Now that you know what variance and data splitting are, you can go a little deeper into the training dataset requirements. You are very likely to find questions around data shuffling in the exam. This process consists of randomizing your training dataset before you start using it to fit an algorithm.
Data shuffling will help the algorithm to reduce variance by creating a more generalizable model. For example, let’s say your training represents a binary classification problem and it is sorted by the target variable (all cases belonging to class “0” appear first, then all the cases belonging to class “1”).
When you fit an algorithm on this sorted data (especially some algorithms that rely on batch processing), it will make strong assumptions about the pattern of one of the classes, since it is very likely that it won’t be able to create random batches of data with a good representation of both classes. Once the algorithm builds strong assumptions about the training data, it might be difficult for it to change them.
Important note
Some algorithms are able to execute the training process by fitting the data in chunks, also known as batches. This approach lets the model learn more frequently since it will make partial assumptions after processing each batch of data (instead of making decisions only after processing the entire dataset).
On the other hand, there is no need to shuffle the testing set, since it will be used only by the inference process to check model performance.
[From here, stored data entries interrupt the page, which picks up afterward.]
PR #810, opened 2019-01-02
WIP on making json string to JsonString conversion explicit

thedavidmeister:
## changes

- converting from `String` to `JsonString` is no long silent
  - `JsonString::from_json(&str)` replaces `JsonString::from(String)`
  - allows use of generic traits to convert to `JsonString`, e.g. `Result<T, E>`
    - could not be done before because `String` always gets in the way
  - highlights a lot of places that `JsonString::from()` was used for `String` values that are definitely not valid json :(
- implements generic `impl From<Result<T, E>> for JsonString {}` and `String` equivalents


thedavidmeister:
this work has moved to a more targetted PR at https://github.com/holochain/holochain-rust/pull/1159

thedavidmeister:
fixed by @willemolding elsewhere

PR #812, opened 2019-01-03
NodeJS Container ready for 0.0.3

maackle:
This gets the NodeJS Container stuff ready for 0.0.3, since the actual Scenario API stuff won't be ready for that release:

- Backports some future improvements to the nodejs container API from #797
- Adds `makeCaller` convenience function to `Container.prototype`
- Changes instance ID delimiter from `-` to `::` (hey why not?)
- Updates README

### DIFF
--- a/nodejs_container/index.js
+++ b/nodejs_container/index.js
@@ -6,9 +6,10 @@ const path = require('path');
 // deals with ensuring the correct version for the machine/node version
 const binding_path = binary.find(path.resolve(path.join(__dirname, './package.json')));
 
-const { ConfigBuilder, Container } = require(binding_path);
+const { makeConfig, Container } = require(binding_path);
 
 Container.prototype.callRaw = Container.prototype.call
+
 Container.prototype.call = function (id, zome, trait, fn, params) {
     const stringInput = JSON.stringify(params);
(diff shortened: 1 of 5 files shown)


nodejs_container/index.js
```diff
@@ -22,7 +23,26 @@ Container.prototype.call = function (id, zome, trait, fn, params) {
     return result;
 }
 
-module.exports = {
-    ConfigBuilder: new ConfigBuilder(),
-    Container: Container,
-};
+// Convenience function for making an object that can call into the container
+// in the context of a particular instance. This may be temporary.
+Container.prototype.makeCaller = function (agentId, dnaPath) {
```
lucksus: Why is this `makeCaller` and not `makeInstance` ?

maackle: @lucksus it's just making an interface into the instance -- a lightweight object with `call` (just a combinator) and `agentId`. The actual instance is made during `new Container`.

maackle:
@Connoropolous thanks for your original README update! I was originally considering ripping a lot of this out and going back to the old `instanceFromNameAndDna` way temporarily but since you documented this well, it felt solid enough to touch up and release this way.

PR #815, opened 2019-01-04
[DON'T MERGE YET] Make MockSingleton multiply instantiable

maackle:
### part 2 (based on #816)

- rename `MockSingleton` -> `MockSystem`
- maintain a Map of them, using a unique string to diferentiate them

### DIFF
--- a/net/src/mock_worker.rs
+++ b/net/src/mock_worker.rs
@@ -281,7 +281,7 @@ impl NetWorker for MockWorker {
     fn receive(&mut self, data: Protocol) -> NetResult<()> {
         if let Ok(wrap) = ProtocolWrapper::try_from(&data) {
             if let ProtocolWrapper::TrackApp(app) = wrap {
-                // Couldn't figure out lifetimes here, so accessing the mock is inlined.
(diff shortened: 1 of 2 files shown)


net/src/mock_worker.rs
```diff
@@ -283,17 +279,23 @@ impl NetWorker for MockWorker {
...
+                let mut mock = map_lock
+                    .entry(self.network_name.clone())
+                    .or_insert_with(|| Mutex::new(MockSystem::new()))
+                    .lock()
+                    .unwrap();
+
                 let (tx, rx) = mpsc::channel();
                 self.mock_msgs.push(rx);
                 mock.register(&app.dna_address, &app.agent_id, tx)?;
-                return Ok(());
```
ddd-mtl: I don't understand the reason for removing this return statement.

maackle: @ddd-mtl that was a mistake, good catch. I updated it in #830, could you take a look over there?

maackle:
I made a new PR for this at #830 rather than rebasing and force-pushing, please check that.

PR #1030, opened 2019-02-19
[Do Not Merge] Fix conductor static server windows

willemolding:
In response to holochain/dev-camp-playground#1

It appears that on windows the static file server does not automatically redirect calls to `/` to `index.html`. Mac/linux does not have this issue.

Adds a test for retrieving a static file from `/`. It is expected that this will pass on the linux CI but fail on windows.


willemolding:
I have managed to narrow down the problem to originating in the rust crate we are using for the static file server. The same problem can be replicated by running their example app on windows

See stephank/hyper-staticfile#12

I will try and fix the problem upstream

willemolding:
I have made a PR that fixes the upstream issue stephank/hyper-staticfile#13. The maintainer of the project seems very active on github so hopefully we can get a bugfix release soon.

In the meantime I have updated the conductor_api Cargo.toml to point at the branch with the fix.

Connoropolous:
closing in favor of #1128

PR #1031, opened 2019-02-19
holochain_net: tests update to fit new assumptions

ddd-mtl:
Rewrote parts of the in-memory server & net tests to fit with the new assumptions / mental model (like removing hold_entry_list_test() because it actually didn't make any sense).

Changed test content to be real json and not a string.

Introducing Cell concept:
Cell = Dna + agentId

Much like DnaInstance, but that name is too long and implies that the DnaInstance is currently running, which might not allways be the case. Example: memory_server tracks data related to a cell, even if it is online or not. It would still be the same cell if it unregisters than reregisters. Reregistering doesn't fit the concept of Instance.


net/src/memory_book.rs
```diff
@@ -0,0 +1,153 @@
...
+
+// Return true if data is in book
+pub fn book_has(
+    cell_book: &CellBook,
+    cell_id: CellId,
+    base_address: &Address,
+    data_address: &Address,
+) -> bool {
+    let maybe_entry_book = cell_book.get(&cell_id);
+    if let None = maybe_entry_book {
```
sphinxc0re: Please use `is_none()` here.

net/src/memory_book.rs
```diff
@@ -0,0 +1,153 @@
...
+        return false;
+    }
+    let entry_book = maybe_entry_book.unwrap();
+    let maybe_meta_set = entry_book.get(base_address);
+    if let None = maybe_meta_set {
```
sphinxc0re: Please use `is_none()` here.

net/src/memory_book.rs
```diff
@@ -0,0 +1,153 @@
...
+}
+
+///
+pub fn book_has_entry(cell_book: &CellBook, cell_id: CellId, entry_address: &Address) -> bool {
+    book_has(&cell_book, cell_id, entry_address, entry_address)
+}
+
+/// Remove an address from a book
+/// Return true if address exists and has been successfully removed.
+pub(crate) fn _unbookkeep_address(
```
sphinxc0re: So, there is absolutely no convention in Rust for functions with underscores as a prefix. We do not implement this convention anywhere else in the codebase. Please remove it.

net/src/memory_book.rs
```diff
@@ -0,0 +1,153 @@
...
+/// return a unique identifier out of an entry_address and attribute
+pub(crate) fn into_meta_id(meta_tuple: &MetaTuple) -> MetaId {
+    HashString::from(format!(
+        "{}||{}||{}",
+        meta_tuple.0, meta_tuple.1, meta_tuple.2
+    ))
+}
+
+/// unmerge meta_id into a tuple
+pub(crate) fn _undo_meta_id(meta_id: &MetaId) -> MetaTuple {
```
sphinxc0re: See the other comment about underscore prefixes.

net/src/memory_book.rs
lucksus:
```suggestion
    if maybe_entry_book.is_none() {
```

net/src/memory_book.rs
lucksus:
```suggestion
    if maybe_meta_set.is_none() {
```

net/src/memory_book.rs
lucksus: Isn't that the convention for unused variables/functions? This function is unused, so the underscore omits the warning, right? So the question is, if it is unused, can we remove it?

sphinxc0re: Yup. If it's unused, we should remove it

sphinxc0re: My point it, that you shouldn't omit the warning but act upon it

ddd-mtl: I'm going to need those function in the future. Not going to remove them.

So far, you have learned about model building, validation, and management. You can now complete the foundations of ML by learning about a couple of other expectations while modeling.
The first one is parsimony. Parsimony describes models that offer the simplest explanation and fit the best results when compared with other models. Here’s an example: while creating a linear regression model, you realize that adding 10 more features will improve your model’s performance by 0.001%. In this scenario, you should consider whether this performance improvement is worth the cost of parsimony (since your model will become more complex). Sometimes it is worth it, but most of the time it is not. You need to be skeptical and think according to your business case.
Parsimony directly supports interpretability. The simpler your model is, the easier it is to explain it. However, there is a battle between interpretability and predictivity: if you focus on predictive power, you are likely to lose some interpretability. Again, you must select what is the best situation for your use case.